EXCERPTED RECORDS:
PR #922, opened 2026-01-10
fix: allow PollConfig inline deployments to use auto_discover settings

thomaswienecke:
Implements the autodiscover logic for inline deployment configs when using the PollConfig.

I saw the PR #802 and since it didn't have much traction for a few weeks and had 2 failing tests I thought I'd give it a shot focusing on only getting the auto_discover settings working when using the inline deployment config. Feel free to close this PR if you think the other PR is more promising.

### DIFF
--- a/internal/config/deploy_config.go
+++ b/internal/config/deploy_config.go
@@ -297,7 +297,29 @@ func validateUniqueProjectNames(configs []*DeployConfig) error {
 func ResolveDeployConfigs(poll PollConfig, configDir, name string) ([]*DeployConfig, error) {
 	// Prefer inline deployments when present
 	if len(poll.Deployments) > 0 {
-		return poll.Deployments, nil
+		configs := poll.Deployments
+
+		// Handle autodiscover for inline deployment configs
+		for i, c := range configs {
+			// Check for deployConfigs with AutoDiscover enabled, if true then remove this config and add new configs based on discovered compose files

ASSIGNED TASK:
The lines to copy are those in the records above containing the word "using".

RESULT OF THIS EXERCISE:
Implements the autodiscover logic for inline deployment configs when using the PollConfig.
I saw the PR #802 and since it didn't have much traction for a few weeks and had 2 failing tests I thought I'd give it a shot focusing on only getting the auto_discover settings working when using the inline deployment config. Feel free to close this PR if you think the other PR is more promising.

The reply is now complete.